# [PROMPT]
Count lines holding the string "tests" in the data that follows. Reply with one number only.

# [SUPPLIED RECORDS]
——————————
PR #155, opened 2025-12-19
Web IDL support 3/N: response JSON serialization

AlfioEmanueleFresta:
⚠️ **AI-Assisted PR**: This pull request was developed with the assistance of an AI coding agent (Claude Opus 4.5).

---

## Summary

This PR is the second in a series (follows #138) and adds JSON serialization for WebAuthn responses - the inverse of the existing JSON request parsing functionality.

### New Response Serialization Infrastructure

- **Add `WebAuthnIDLResponse` trait** - Provides `to_json()` and `to_inner_model()` methods for converting responses to JSON format
- **Add `JsonFormat` enum** - Supports both minified and prettified JSON output
- **Add `ResponseSerializationError`** - Error type for serialization failures

### New JSON Response Models (per WebAuthn Level 3 spec)

- `RegistrationResponseJSON` - For `MakeCredentialResponse` serialization
- `AuthenticationResponseJSON` - For `Assertion` serialization  
- `AuthenticatorAttestationResponseJSON` - Attestation response details
- `AuthenticatorAssertionResponseJSON` - Assertion response details
- `AuthenticationExtensionsClientOutputsJSON` - Extension output serialization

### Request Structure Refactoring

Refactored `MakeCredentialRequest` and `GetAssertionRequest` to enable client data generation on-the-fly:

- **Replaced `hash: Vec<u8>` with `challenge: Vec<u8>`** - Store raw challenge instead of pre-computed hash
- **Added `origin: String` field** - Store origin explicitly
- **Added `cross_origin: Option<bool>` field** - Optional cross-origin flag
- **Removed `client_data: ClientData` field** - No longer needed as separate field
- **Added helper methods**:
  - `client_data()` - Builds `ClientData` internally
  - `client_data_hash()` - Computes SHA-256 hash on demand
  - `client_data_json()` - Returns JSON bytes for response serialization

### Implementation Details

- Implemented `WebAuthnIDLResponse` for `MakeCredentialResponse` with full attestation object CBOR serialization
- Implemented `WebAuthnIDLResponse` for `Assertion` with signature and authenticator data handling
- Support for extension outputs: `credProps`, `hmacCreateSecret`, `hmacGetSecret`, `largeBlob`, `prf`
- Added `Serialize` derives to attestation statement types for CBOR encoding

### Updated Files

- All example files updated to use new request structure
- All test files updated
- CTAP2 model conversions updated to use `client_data_hash()`
- U2F fallback code updated
- WebAuthn preflight logic updated

## Testing

- All 85 existing tests pass
- New unit tests added for response serialization
- Updated `webauthn_json_hid.rs` example to demonstrate JSON response output

## Example Usage

```rust
use libwebauthn::ops::webauthn::{WebAuthnIDLResponse, JsonFormat};

// After a MakeCredential operation
let response = channel.webauthn_make_credential(&request).await?;
let json = response.to_json(&request, JsonFormat::Prettified)?;
println!("{}", json);

// After a GetAssertion operation  
for assertion in &response.assertions {
    let json = assertion.to_json(&request, JsonFormat::Minified)?;
    println!("{}", json);
}
```

### DIFF
--- a/libwebauthn/src/ops/webauthn/client_data.rs
+++ b/libwebauthn/src/ops/webauthn/client_data.rs
@@ -39,3 +39,70 @@ impl ClientData {
         hasher.finalize().to_vec()
     }
 }
+
+#[cfg(test)]
+mod tests {
+    use super::*;
+
+    fn make_client_data(cross_origin: Option<bool>) -> ClientData {
+        ClientData {
+            operation: Operation::GetAssertion,
+            challenge: b"test-challenge".to_vec(),
+            origin: "https://example.org".to_string(),
+            cross_origin,
+            top_origin: None,
+        }
+    }
+
+    #[test]
+    fn test_cross_origin_none_produces_false() {
+        let client_data = make_client_data(None);
+        let json = client_data.to_json();
+        assert!(
+            json.contains("\"crossOrigin\":false"),
+            "Expected crossOrigin:false, got: {}",
+            json
+        );
+    }
+
+    #[test]
+    fn test_cross_origin_false_produces_false() {
+        let client_data = make_client_data(Some(false));
+        let json = client_data.to_json();
+        assert!(
+            json.contains("\"crossOrigin\":false"),
+            "Expected crossOrigin:false, got: {}",
+            json
+        );
+    }
+
+    #[test]
+    fn test_cross_origin_true_produces_true() {
+        let client_data = make_client_data(Some(true));
+        let json = client_data.to_json();
+        assert!(
+            json.contains("\"crossOrigin\":true"),
+            "Expected crossOrigin:true, got: {}",
+            json
+        );
+    }
+
+    #[test]
+    fn test_to_json_format() {
+        let client_data = ClientData {
+            operation: Operation::MakeCredential,
+            challenge: b"DEADCODE".to_vec(),
+            origin: "https://example.org".to_string(),
+            cross_origin: Some(true),
+            top_origin: None,
+        };
+        let json = client_data.to_json();
+
+        // Verify the JSON contains expected structure
+        assert!(json.contains("\"type\":\"webauthn.create\""));
+        assert!(json.contains("\"origin\":\"https://example.org\""));
+        assert!(json.contains("\"crossOrigin\":true"));
+        // Challenge should be base64url encoded
+        assert!(json.contains("\"challenge\":\"REVBRENPREU\"")); // base64url of "DEADCODE"
+    }
+}


libwebauthn/src/ops/webauthn/client_data.rs
```diff
@@ -13,7 +13,8 @@ pub struct ClientData {
 }
 
 impl ClientData {
-    pub fn hash(&self) -> Vec<u8> {
+    /// Returns the canonical JSON representation of the client data.
+    pub fn to_json_bytes(&self) -> Vec<u8> {
```
msirringhaus: I wonder if it would be more versatile to make this `to_json()` and return a String. Those who need the bytes can then call `into_bytes()` on the result.

libwebauthn/examples/webauthn_prf_hid.rs
```diff
@@ -465,7 +468,9 @@ async fn run_failed_test(
 ) {
     let get_assertion = GetAssertionRequest {
         relying_party_id: "example.org".to_owned(),
-        hash: Vec::from(challenge),
+        challenge: Vec::from(challenge),
+        origin: "example.org".to_string(),
+        cross_origin: None,
```
msirringhaus, line 473: Do we have any tests where `cross_origin` is not `None`?

libwebauthn/src/ops/webauthn/get_assertion.rs
```diff
@@ -39,13 +44,34 @@ pub struct PRFValue {
...
+            origin: self.origin.clone(),
+            cross_origin: self.cross_origin,
+        }
+    }
+
+    pub fn client_data_hash(&self) -> Vec<u8> {
+        self.client_data().hash()
+    }
+
+    pub fn client_data_json(&self) -> Vec<u8> {
```
msirringhaus: Same question as above. More so here: The naming `client_data_json()` would lead me to expect a `String`.

libwebauthn/src/ops/webauthn/get_assertion.rs
```diff
@@ -362,6 +384,102 @@ pub struct Assertion {
...
 
+impl WebAuthnIDLResponse for Assertion {
+    type InnerModel = AuthenticationResponseJSON;
+    type Context = GetAssertionRequest;
+
+    fn to_inner_model(
+        &self,
+        request: &Self::Context,
+    ) -> Result<Self::InnerModel, ResponseSerializationError> {
+        // Get credential ID - either from credential_id field or from authenticator_data
```
msirringhaus, line 411: I think we do this dance for credential ID in other places, too. Might be worth its own function?
Also, I think there is a special case where we have to use the credential ID from the request. preflight.rs does this IIRC.

libwebauthn/src/ops/webauthn/get_assertion.rs
```diff
@@ -587,4 +701,130 @@ mod tests {
...
+        let assertion = create_test_assertion();
+        let request = create_test_request();
+        let json = assertion.to_json(&request, JsonFormat::default());
+        assert!(json.is_ok());
+
+        let json_str = json.unwrap();
+        let parsed: serde_json::Value = serde_json::from_str(&json_str).unwrap();
+
+        // Verify required fields
+        assert!(parsed.get("id").is_some());
```
msirringhaus: Do we want to also check the contents of the fields, not just if they are `Some()`?

libwebauthn/src/ops/webauthn/idl/response.rs
```diff
@@ -0,0 +1,259 @@
...
+//!
+//! See: https://www.w3.org/TR/webauthn-3/#sctn-public-key-credential-json
+
+use serde::Serialize;
+
+use super::Base64UrlString;
+
+/// JSON output format options.
+#[derive(Debug, Clone, Copy, Default)]
+pub enum JsonFormat {
```
msirringhaus, line 15: Is it intentional to 'reimplement' this, instead of exposing a serde_json-Value, which the user can then use and format according to whatever serde_json offers?
I don't have a strong preference for either way, just wanting to understand the reasoning better, if there is any.

libwebauthn/src/ops/webauthn/make_credential.rs
```diff
@@ -40,6 +45,147 @@ pub struct MakeCredentialResponse {
...
+impl WebAuthnIDLResponse for MakeCredentialResponse {
+    type InnerModel = RegistrationResponseJSON;
+    type Context = MakeCredentialRequest;
+
+    fn to_inner_model(
+        &self,
+        request: &Self::Context,
+    ) -> Result<Self::InnerModel, ResponseSerializationError> {
+        // Get credential ID from attested credential data
+        let credential_id_bytes = self
```
msirringhaus, line 68: Same comment as for the `GetAssertion`-case regarding crential IDs.

libwebauthn/src/ops/webauthn/make_credential.rs
```diff
@@ -40,6 +45,147 @@ pub struct MakeCredentialResponse {
...
+                client_data_json: Base64UrlString::from(request.client_data_json()),
+                authenticator_data: Base64UrlString::from(authenticator_data_bytes),
+                transports,
+                public_key,
+                public_key_algorithm,
+                attestation_object: Base64UrlString::from(attestation_object_bytes),
+            },
+            authenticator_attachment: None,
+            client_extension_results,
+            r#type: "public-key".to_string(),
```
msirringhaus, line 126: I'm ok with this for now, as we do it in lots of places, but somehow my engineering mind would feel more at ease, if we could make this a transparent enum instead of a hardcoded string in a bunch of places, to avoid typos. But this doesn't have to be in this PR.

libwebauthn/src/ops/webauthn/make_credential.rs
```diff
@@ -631,4 +792,183 @@ mod tests {
...
+        let response = create_test_response();
+        let request = create_test_request();
+        let json = response.to_json(&request, JsonFormat::default());
+        assert!(json.is_ok());
+
+        let json_str = json.unwrap();
+        let parsed: serde_json::Value = serde_json::from_str(&json_str).unwrap();
+
+        // Verify required fields
+        assert!(parsed.get("id").is_some());
```
msirringhaus: Same as with GetAssertion: Can we check the contents as well for those that are easy/obvious?

libwebauthn/src/ops/webauthn/get_assertion.rs
msirringhaus: ah, I just saw https://github.com/linux-credentials/libwebauthn/issues/161 regarding the special case

libwebauthn/src/ops/webauthn/get_assertion.rs
iinuwa: I agree; we should also add the comment that it produces canonical JSON so that users don't have to guess whether they can use the bytes directly or not.

libwebauthn/src/ops/webauthn/make_credential.rs
AlfioEmanueleFresta: I believe the JSON-suffix models should only enforce JSON types (in this case, string). Then, accepting known values is part of the validation that occurs later.

IMO, this is the best way to allow for future credential types: this is a valid JSON model, but it may fail to convert to a strongly-typed enum model.

libwebauthn/src/ops/webauthn/idl/response.rs
AlfioEmanueleFresta: I am of two minds. Returning a `Value`, the caller would need add a dependency on `serde_json` for something as trivial as formatting. Furthermore, as JSON is in a way a technical detail of WebAuthn IDL, I feel like it should be encapsulated within libwebauthn. 

Other than formatting, do we envision any other valid use case where the caller should be manipulating the JSON response?

libwebauthn/examples/webauthn_prf_hid.rs
AlfioEmanueleFresta: Added!

libwebauthn/src/ops/webauthn/client_data.rs
AlfioEmanueleFresta: Fair enough! Addressed.

libwebauthn/src/ops/webauthn/idl/response.rs
msirringhaus: `serde_json` is in the dependency tree anyways, since we pull it it, so adding it shouldn't really hurt users. But I get that it is weird/clunky to return a type that you can only work with, if you add another dependency (or if we re-export some of `serde_json`). 

I'm not sure about manipulating the JSON, but maybe reading? Esp. extensions? But I'm not sure right now.

I'm fine with the way it is right now, I was just curious.

msirringhaus (approved):
lgtm!

libwebauthn/src/ops/webauthn/idl/response.rs
AlfioEmanueleFresta: I agree with you, I'm thinking it would be best to have both methods available, eg. `to_json_value` as well as a convenience method `to_json_string`. Let's do this in a follow-up diff.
——————————
# [REPLY]
6